= Food service distributor =

A food service distributor is a company that provides food and non-food products to restaurants, cafeterias, industrial caterers, hospitals, schools/colleges/universities, nursing homes, and anywhere food is served away from the home.

==Description==
A food service distributor functions as an intermediary between food manufacturers and the food service operator (usually a chef, food service director, food and beverage manager, and independent food preparation businesses operator owners.) The distributor purchases, stores, sells, and delivers those products, providing food service operators with access to items from a wide variety of manufacturers. Food service distributors procure pallets and bulk inventory quantities that are broken down to case and sometimes unit quantities for the food service operator. Most food service operators purchase from a range of local, specialty, and broadline food service distributors on a daily or weekly basis.

==Manufacturers==
Often a food manufacturer may hire a food brokerage company to represent the manufacturer in a local market. The broker helps the food manufacturer market its products through the food service distribution system, which ranges from getting items stocked at the distributor to working with operators to purchase items from the distributor. At the same time, distributor sales teams work to market products directly to operator customers.

==Broadline==
A broadline distributor services a wide variety of accounts with a wide variety of products, while a system distributor stocks a narrow array of products for specific customers, such as restaurant chains. A broadline distributor may carry up to 15,000 different items for purchase and operate sophisticated warehouse and transportation operations.

==Jobbers==
A small food service distributor is often referred to as a "wagon-jobber". These wagon-jobbers will purchase food in bulk and deliver small quantities to independent retail stores keeping their shelves stocked. Independent distributors and jobbers service independent convenience store markets, bodegas and niche grocery stores. While these distributors are unorganized, networks of independent distributors and wagon jobbers have emerged to give these jobbers the ability to identify trends in the market.

==Statistics==
It is estimated by food industry research firm Technomic that approximately 225 million meals are eaten away from home each day in the U.S. This includes both restaurant and non-commercial eating places.
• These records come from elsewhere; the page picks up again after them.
PR #15086, opened 2023-03-20
Support extrapolation in jnp.interp

### LINKED ISSUE #14858: Support linear extrapolation in jnp.interp?
`numpy.interp` does not support extrapolation, instead leaving this functionality to the much more complex [scipy.interpolate.interp1d](https://docs.scipy.org/doc/scipy/reference/generated/scipy.interpolate.interp1d.html), which uses a class based interface.

So I propose to interpret the string values `left='extrapolate'` and `right='extrapolate'` as indicating that extrapolation should be done instead of only using a constant value:

- This value would be consistent with the keyword argument used by the `fill_value` argument to scipy.interpolate.interp1d.
- There is no potential confusion about strings indicating interpolation modes versus values because `left` and `right` currently only support numeric arguments.

This would be useful and extremely easy to implement in JAX. Basically all that needs to be done to obtain linear extrapolation is to conditionally remove these calls to `where` at the end of `jnp.interp`
https://github.com/google/jax/blob/6634600c46c99e3f0861e9258aace3fdfe250baf/jax/_src/numpy/lax_numpy.py#L1042-L1043

Any thoughts? I can see a case for asking to do this in NumPy first, but I'm not sure there would be large enough benefits to the NumPy users given that they can use SciPy instead. Also it would be slightly more annoying to implement in NumPy since the implementation of `np.interp` is written in C.

shoyer:
Fixes https://github.com/google/jax/issues/14858

### DIFF
--- a/jax/_src/numpy/lax_numpy.py
+++ b/jax/_src/numpy/lax_numpy.py
@@ -940,11 +940,9 @@ def isclose(a: ArrayLike, b: ArrayLike, rtol: ArrayLike = 1e-05, atol: ArrayLike
     return lax.eq(a, b)
 
 
-@util._wraps(np.interp)
-@jit
-def interp(x: ArrayLike, xp: ArrayLike, fp: ArrayLike,
-           left: Optional[ArrayLike] = None,
-           right: Optional[ArrayLike] = None,
+def _interp(x: ArrayLike, xp: ArrayLike, fp: ArrayLike,
+           left: Union[ArrayLike, str, None] = None,
+           right: Union[ArrayLike, str, None] = None,
            period: Optional[ArrayLike] = None) -> Array:
   util.check_arraylike("interp", x, xp, fp)
   if shape(xp) != shape(fp) or ndim(xp) != 1:
@@ -952,6 +950,21 @@ def interp(x: ArrayLike, xp: ArrayLike, fp: ArrayLike,
   x_arr, xp_arr = util.promote_dtypes_inexact(x, xp)
   fp_arr, = util.promote_dtypes_inexact(fp)
   del x, xp, fp
+
+  if isinstance(left, str):
+    if left != 'extrapolate':
+      raise ValueError("the only valid string value of `left` is "
+                       f"'extrapolate', but got: {left!r}")
+    extrapolate_left = True
+  else:
+    extrapolate_left = False
+  if isinstance(right, str):
+    if right != 'extrapolate':
+      raise ValueError("the only valid string value of `right` is "
+                       f"'extrapolate', but got: {right!r}")
+    extrapolate_right = True
+  else:
+    extrapolate_right = False
 
   if dtypes.issubdtype(x_arr.dtype, np.complexfloating):
     raise ValueError("jnp.interp: complex x values not supported.")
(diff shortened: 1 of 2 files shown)


jax/_src/numpy/lax_numpy.py
```diff
@@ -1001,19 +1001,34 @@ def isclose(a: ArrayLike, b: ArrayLike, rtol: ArrayLike = 1e-05, atol: ArrayLike
...
+           left: Union[ArrayLike, str, None] = None,
+           right: Union[ArrayLike, str, None] = None,
            period: Optional[ArrayLike] = None) -> Array:
   util.check_arraylike("interp", x, xp, fp)
   if shape(xp) != shape(fp) or ndim(xp) != 1:
     raise ValueError("xp and fp must be one-dimensional arrays of equal size")
   x_arr, xp_arr = util.promote_dtypes_inexact(x, xp)
   fp_arr, = util.promote_dtypes_inexact(fp)
+  x_arr, xp_arr = util.promote_dtypes_inexact(x, xp)
+  fp_arr, = util.promote_dtypes_inexact(fp)
```
jakevdp, line 1014: Delete duplicate lines

jax/_src/numpy/lax_numpy.py
```diff
@@ -1036,14 +1051,43 @@ def interp(x: ArrayLike, xp: ArrayLike, fp: ArrayLike,
...
+
+@util._wraps(np.interp,
+  lax_description=_dedent("""
+    In addition to constant interpolation supported by NumPy, jnp.interp also
+    supports left='extrapolate' and right='extrpolate' to indicate linear
+    extrpolation instead."""))
+def interp(x: ArrayLike, xp: ArrayLike, fp: ArrayLike,
+           left: Union[ArrayLike, str, None] = None,
+           right: Union[ArrayLike, str, None] = None,
+           period: Optional[ArrayLike] = None) -> Array:
```
jakevdp, line 1080: What if we do this  more dynamically?
```python
static_argnames = []
if isinstance(left, str):
  static_argnames.append('left')
if  isinstance(right, str):
  static_argnames.append('right')
return jit(_interp, static_argnames=static_argnames)(x, xp, fp, left, right, period)
```

jakevdp (commented):
Looks good - out of curiosity, is this `left='extrapolate'`-style API based on anything in scipy/numpy, or something created for this JAX PR?

jax/_src/numpy/lax_numpy.py
shoyer: I am always a little nervous about call `jit` on the fly, rather than `jit` decorated functions. Would caching ensure that this is equivalent?

jax/_src/numpy/lax_numpy.py
shoyer: Done

shoyer:
> Looks good - out of curiosity, is this `left='extrapolate'`-style API based on anything in scipy/numpy, or something created for this JAX PR?

It's new for this JAX PR, but based on `fill_value='extrapolate'` from SciPy. See https://github.com/google/jax/issues/14858 for discussion.

jakevdp (commented):
Looks great! Can you squash the changes into a single commit?

jakevdp (approved):

jakevdp:
It looks like there are a few errors in the expanded test suite (older numpy versions, X64, etc.)

jax/_src/numpy/lax_numpy.py
```diff
@@ -975,15 +988,40 @@ def interp(x: ArrayLike, xp: ArrayLike, fp: ArrayLike,
...
+  static_argnames = []
+  if isinstance(left, str) or left is None:
```
shoyer, line 1015: This broke previously (only on old versions of NumPy!) because I didn't include `or left is None` for deciding to use a static argname.

jakevdp (approved):
Thanks, looks good!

The International Foodservice Distributors Association estimates that food service distributors in the U.S., as a daily average, deliver approximately 27 million cases of food and other products.

Food service distribution companies can range in size from a one-truck operation to larger corporations. There are many independent broadline food service distribution companies that service chain and multi-unit restaurants based on master distribution agreements with national food service groups. These groups provide distributor members procurement capabilities that rival the purchasing power of the largest distributors. These distributor groups also provide distributor members group private label brands as well as marketing and quality assurance services.
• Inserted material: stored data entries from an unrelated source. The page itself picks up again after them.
PR #15088, opened 2023-03-20
`custom_vjp` symbolic zeros support

froystig:
#14570 covered custom JVPs. This one covers custom VJPs.

Symbolic zeros are meant to indicate when things that aren't involved in autodiff. In custom AD, this means indicating this to the custom rules, which can then adapt computation accordingly (for instance by saving on unnecessary computation).

For reverse-mode custom AD, there are two ways that these indications come in. As of this PR, let's say we have a python function `jax.custom_vjp(f)` for which we've set `f.defvjp(fwd, bwd, symbolic_zeros=True)`. Then:

1. The forward rule `fwd` is told which primal inputs are not involved in differentiation by a boolean indicator on every argument (more precisely, every leaf on every argument pytree). For example, wherever `f` accepts an argument of the form `(x, [y, z])` where `x`, `y`, and `z` are arrays, then `fwd` accepts `((x, x0), [(y, y0), (z, z0)])`, where `x` is the original primal array and `x0` is a boolean, indicating `True` for a "symbolic zero" (i.e. inactivity in AD).
2. The backward rule `bwd` receives `SymbolicZero` instances in place of cotangents that aren't involved in AD. This mirrors the `custom_jvp` symbolic zero interface (#14570).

In the US, the industry is highly fragmented, with Sysco capturing 17% of the market, US Foods with about 9%, PFG with 5%, Gordon Food Service and Gold Star Foods playing a large part as well. The rest are spread across a host of smaller, regional players.

== Redistribution ==
In the food redistribution model, a redistributor will purchase in truckload quantities from many food manufacturers and warehouse these products for its customers. Individual distributors (typically smaller in size and service area) can then purchase items across multiple manufacturers' on one easy to place order from the redistributor.

The redistribution model affords smaller distributors who are unable to purchase direct truckloads an opportunity to purchase from a non-competitor in less than truckload (LTL) quantities, giving them the ability to compete against larger distributors in their territory. Typically, it is the smaller distributor that services the independent non-chain retail outlets often overlooked by the larger distributors.